In the meantime, Oracle is engaging in tactics that will drive the last nail in the coffin for even SPARC/Solaris zealots. It was bad enough that Sun+Texas Instruments could not meet market performance windows for Sun's native UltraSPARC line of processors, leaving Sun SPARC customers having to choose between application specific UltraSPARC-Tx, Niagara-class based products or SPARC64 based servers from Fujitsu. Now, Oracle is increasing the service and maintenance costs of aging Sun products -- forcing Sun customers to upgrade. Upgrade to what?
Since the introduction of IBM's POWER5 in 2004, Sun's IBM sales playbook was predicated on the following golden rules:
* IBM will force you to upgrade your systems every two years, while at Sun we design our systems for a five year refresh cycle. [Translation: Sun needs to create a plausible excuse in face of IBM's technology and product development cycle being 2x faster than that of Sun.]

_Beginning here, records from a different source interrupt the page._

PR #1474, opened 2023-06-20
cache bust index html on arbitrary dom changes

void-mAlex:
what this pr introduces is a cache key in the form of a render on first cache of the appInfo
subsequent runs render the  html file before it would be processed and altered by webpack to contain all chunks this providing a stable key to check against
we also have a final check in place once webpack has built to not write a file if the final content is unchanged which is done as a file system check

@ef4 this seems to be caused by the way we check if appInfo is the same and if we need to set up a new webpack instance 
I did not find a better way to query at start of the build or at another point during the process

### DIFF
--- a/packages/core/src/html-entrypoint.ts
+++ b/packages/core/src/html-entrypoint.ts
@@ -152,6 +152,11 @@ export class HTMLEntrypoint {
     }
     return this.dom.serialize();
   }
+
+  simpleRender(): string {
+    //used to cache bust during webpack build
+    return this.dom.serialize();
+  }
 }
 
 export interface BundleSummary {
--- a/packages/webpack/src/ember-webpack.ts
+++ b/packages/webpack/src/ember-webpack.ts
@@ -54,6 +54,7 @@ interface AppInfo {
   publicAssetURL: string;
   resolverConfig: ResolverOptions;
   packageName: string;
+  renderedEntrypointsDom: string[];
 }
 
 // AppInfos are equal if they result in the same webpack config.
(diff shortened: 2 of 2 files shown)


ef4:
But *do* we need a new webpack config? Just changing content in the HTML should not require that.

We already compare the output of HTMLEntrypoint.render from the previous run [here](https://github.com/embroider-build/embroider/blob/9b83c1139f53055c57dc51c7321c19fe8bf31974/packages/webpack/src/ember-webpack.ts#LL440C49-L440C49). This is supposed to accomplish the same thing that you're doing with simpleRender.

I suspect that your fix works by invalidating more than we really need to invalidate and that there's still something more targeted that is going wrong.

void-mAlex:
> But _do_ we need a new webpack config? Just changing content in the HTML should not require that.

short answer is no, I've also tested that it's fixed if I replace the entrypoints array on lastAppInfo and let it run like that it works but that seems riskier as it feels like missing out on side effects that happens in configureWebpack to entrypoints.modules

> 
> We already compare the output of HTMLEntrypoint.render from the previous run [here](https://github.com/embroider-build/embroider/blob/9b83c1139f53055c57dc51c7321c19fe8bf31974/packages/webpack/src/ember-webpack.ts#LL440C49-L440C49). This is supposed to accomplish the same thing that you're doing with simpleRender.

the content that is seen at that point is from the first cached lastAppInfo.entrypoints.dom which is what this tries to fix as that will never go into the if you pointed out due to correctly being the same at that point but not the one that want meaning the updated dom from newly examined appInfo.entrypoints.dom

> 
> I suspect that your fix works by invalidating more than we really need to invalidate and that there's still something more targeted that is going wrong.
I thought so as much as well but can't see anything more targeted than this that also caters to not change the semantics of code around it

void-mAlex:
@ef4 
specifically https://github.com/embroider-build/embroider/blob/9b83c1139f53055c57dc51c7321c19fe8bf31974/packages/webpack/src/ember-webpack.ts#L299
appInfo.entrypoints[0].dom is the correct updated html but because the equalAppInfo doesn't take that into account so it considers the lastAppInfo valid and this.lastAppInfo.entrypoints[0].dom does not have any of the updated html

ef4:
Closing in favor of https://github.com/embroider-build/embroider/pull/1597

* IBM makes servers that are benchmark machines, while Sun servers are balanced systems. [Translation: Need non sequitur FUD in light of IBM's superior performance.]
* When IBM brings GBS into your data center, System Admins, Systems Programmers, DBAs, etc., will lose their jobs. [Translation: Make it personal, do whatever you can to stay with Sun and keep away from IBM -- or be layed off!]

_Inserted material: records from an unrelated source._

PR #1478, opened 2023-06-27
Don't over-serialize options into `resolver.json`

### LINKED ISSUE #1441: Rebuilds fail when app is using WebpackBundleAnalyzer & probably others
## Reproduction
```sh
$ npx ember-cli new test-app
$ cd test-app/
$ yarn add --dev @embroider/core @embroider/compat @embroider/webpack webpack webpack-bundle-analyzer
```

edit `ember-cli-build.js` to look like:

```js
'use strict';

const { BundleAnalyzerPlugin } = require('webpack-bundle-analyzer');

  const app = new EmberApp(defaults, {
    // Add options here
  });

    packagerOptions: {
      webpackConfig: {
        plugins: [new BundleAnalyzerPlugin()],
      },
    },
  });
};
```

run `ember serve`, then edit a file to cause a rebuild.

## Result

The rebuild fails with this error:

```
ERROR Summary:

  - broccoliBuilderErrorStack: TypeError: Converting circular structure to JSON
    --> starting at object with constructor 'Compiler'
    --- property 'root' closes the circle
    at JSON.stringify (<anonymous>)
    at stringify (/private/tmp/test-app/node_modules/fs-extra/node_modules/jsonfile/utils.js:3:20)
    at outputJsonSync (/private/tmp/test-app/node_modules/fs-extra/lib/json/output-json-sync.js:7:15)
    at AppBuilder.addResolverConfig (/private/tmp/test-app/node_modules/@embroider/core/src/app.js:966:35)
    at AppBuilder.build (/private/tmp/test-app/node_modules/@embroider/core/src/app.js:887:10)
    at async WaitForTrees.buildHook (/private/tmp/test-app/node_modules/@embroider/core/src/build-stage.js:33:13)
  - code: [undefined]
  - codeFrame: Converting circular structure to JSON
    --> starting at object with constructor 'Compiler'
    --- property 'root' closes the circle
  - errorMessage: Converting circular structure to JSON
    --> starting at object with constructor 'Compiler'
    --- property 'root' closes the circle
        at WaitForTrees (@embroider/compat/app)
-~- created here: -~-
    at new Plugin (/private/tmp/test-app/node_modules/@embroider/core/node_modules/broccoli-plugin/dist/index.js:47:36)
    at new WaitForTrees (/private/tmp/test-app/node_modules/@embroider/core/src/wait-for-trees.js:30:9)
    at CompatApp.get tree (/private/tmp/test-app/node_modules/@embroider/core/src/build-stage.js:25:16)
    at CompatApp.<anonymous> (/private/tmp/test-app/node_modules/typescript-memoize/dist/memoize-decorator.js:132:52)
    at new PackagerRunner (/private/tmp/test-app/node_modules/@embroider/core/src/to-broccoli-plugin.js:11:26)
    at Object.defaultPipeline (/private/tmp/test-app/node_modules/@embroider/compat/src/default-pipeline.js:50:12)
    at module.exports (/private/tmp/test-app/ember-cli-build.js:12:39)
    at Builder.readBuildFile (/private/tmp/test-app/node_modules/ember-cli/lib/models/builder.js:48:20)
    at async Builder.setupBroccoliBuilder (/private/tmp/test-app/node_modules/ember-cli/lib/models/builder.js:68:17)
    at async Builder.ensureBroccoliBuilder (/private/tmp/test-app/node_modules/ember-cli/lib/models/builder.js:56:7)
```

## Analysis
When the `webpack-bundle-analyzer` plugin's `apply()` is called, it [caches a copy of the compiler object](https://github.com/webpack-contrib/webpack-bundle-analyzer/blob/37b406d65b3fe8219ce00afc641084b676e0a44b/src/BundleAnalyzerPlugin.js#L36) on itself. That object contains a reference back to the plugin, creating a circular reference. When embroider tries to [write out the resolver config](https://github.com/embroider-build/embroider/blob/8f4cd857fa1bc397ad4509c96e025fcfadde42dc/packages/core/src/app.ts#L998) on a rebuild, it fails because the config options now contain a circular reference and are not JSON stringifiable.

In general, I think it looks like the webpack config is not guaranteed to be JSON stringifiable, so trying to stringify the whole configuration isn't a safe thing to do. Perhaps `CompatAppAdapter.resolverConfig()` should not be returning its entire `CompatResolverOptions`, but instead filtering them down to only the fields needed to implement the [module resolver options](https://github.com/embroider-build/embroider/blob/8f4cd857fa1bc397ad4509c96e025fcfadde42dc/packages/core/src/module-resolver.ts#L49-L64)? Or `addResolverConfig()` should prune down the object it receives to just the set of fields that match the interface?

chancancode:
`this.options` can contain arbitrary unserializable data (such as Broccoli trees, Webpack plugins, etc).

Fixes #1441

Optionally, we can change the type of the `AppBuilder`:

```patch
diff --git a/packages/core/src/app.ts b/packages/core/src/app.ts
index 5ab0844a..b46bcf0f 100644
--- a/packages/core/src/app.ts
+++ b/packages/core/src/app.ts
@@ -223,14 +223,14 @@ class ConcatenatedAsset {

 type InternalAsset = OnDiskAsset | InMemoryAsset | BuiltEmberAsset | ConcatenatedAsset;

-export class AppBuilder<TreeNames> {
+export class AppBuilder<TreeNames, SpecificResolverConfig extends ResolverConfig = ResolverConfig> {
   // for each relativePath, an Asset we have already emitted
   private assets: Map<string, InternalAsset> = new Map();

   constructor(
     private root: string,
     private app: Package,
-    private adapter: AppAdapter<TreeNames>,
+    private adapter: AppAdapter<TreeNames, SpecificResolverConfig>,
     private options: Required<Options>,
     private macrosConfig: MacrosConfig
   ) {
@@ -994,7 +994,7 @@ export class AppBuilder<TreeNames> {
     );
   }

-  private addResolverConfig(config: ResolverConfig) {
+  private addResolverConfig(config: SpecificResolverConfig) {
     outputJSONSync(join(this.root, '.embroider', 'resolver.json'), config);
   }

```

Didn't commit it because I'm not sure if it's worth propagating the generic, and it wouldn't have detected this issue anyway, but it does document the intent of the `resolver.json` more correctly.

Happy to add a test if I can get some pointers.

### DIFF
--- a/packages/compat/src/compat-app.ts
+++ b/packages/compat/src/compat-app.ts
@@ -354,6 +354,13 @@ class CompatAppAdapter implements AppAdapter<TreeNames, CompatResolverOptions> {
       activeAddons[addon.name] = addon.root;
     }
 
+    let options: CompatResolverOptions['options'] = {
+      staticHelpers: this.options.staticHelpers,
+      staticModifiers: this.options.staticModifiers,
+      staticComponents: this.options.staticComponents,
+      allowUnsafeDynamicComponents: this.options.allowUnsafeDynamicComponents,
+    };
+
     let config: CompatResolverOptions = {
       // this part is the base ModuleResolverOptions as required by @embroider/core
       activeAddons,
@@ -379,8 +386,8 @@ class CompatAppAdapter implements AppAdapter<TreeNames, CompatResolverOptions> {
       // global template resolving
       modulePrefix: this.modulePrefix(),
       podModulePrefix: this.podModulePrefix(),
-      options: this.options,
       activePackageRules: this.activeRules(),
+      options,
     };
 
     return config;


ef4 (approved):
This seems good. I know we already had code like this somewhere else (to reduce the options down to the serializable parts we actually care about), but perhaps it got dropped in a recent refactor.

chancancode:
@ef4 do you have pointers testing wise or are we good as is?

ef4:
Picked this up in https://github.com/embroider-build/embroider/pull/1481 where I resolved new merge conflicts.

(This PR was not set to allow edits by maintainers, otherwise I would have done it here.)

PR #1435, opened 2023-05-18
Working to eliminate node_modules rewriting

ef4:
This is picking up the work explored in #1374. I'm going to probably land those same code changes, but in a different order so we can more easily keep the tests green through the refactor.

My plan here:

1. Extract reusable API for explicitly asking for rewritten packages, as in https://github.com/embroider-build/embroider/pull/1374/commits/aac1c754f85cfe63f6b4b6240bb647a3b4f6347a.
2. Use that API explicitly everywhere that wants to see rewritten packages.
3. This eliminates the need for MovedPackageCache and lets all package caches get unified as in https://github.com/embroider-build/embroider/pull/1374/commits/d7c17fee90a5c53704cd77b085b2c2fe2bb698ae.
4. Then it should be easier to land the simplified stage1 as in https://github.com/embroider-build/embroider/pull/1374/commits/cc3185e778d2651f183a4db2a163618058bf7521

PR #1488, opened 2023-06-29
fix this.import from node_modules in v1 addons

mansona:
As part of #1435 we have moved all vendor code from addons to `./node_modules/.embroider/rewritten-packages/@embroider/synthesized-vendor/`, which works when you call `this.import()` from an addon's `included()` hook.

Perhaps as a copy & paste error we were ignoring the case where `this.import()` was called on a file in `node_modules`, this PR will fix that.

Note: I have committed and pushed a failing test that I will fix in a subsequent commit so that we can see that the issue exists on main and is fixed by the commit 👍

### DIFF
--- a/packages/compat/src/compat-addons.ts
+++ b/packages/compat/src/compat-addons.ts
@@ -49,10 +49,7 @@ export default class CompatAddons implements Stage {
     if (!this.treeSync) {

Oracle, the company that wants to emulate IBM, is now violating Sun's own stated golden rules. This is not surprising. For the past decade Sun has claimed that the TPC-C OLTP industry-standard database benchmark is archaic and does not represent any aspect of the modern data center, and besides when run in a cluster you can simply add servers and storage until the desires numerical result is achieved. This was convenient for Sun since it had poor results on this benchmark. Oracle came along last fall, using a huge cluster of Sun's Niagara-based application-specific processors and claimed a world record TPC-C benchmark result.
If I were a Sun customer, I would be seriously considering transitioning away from another decade of techno-deception.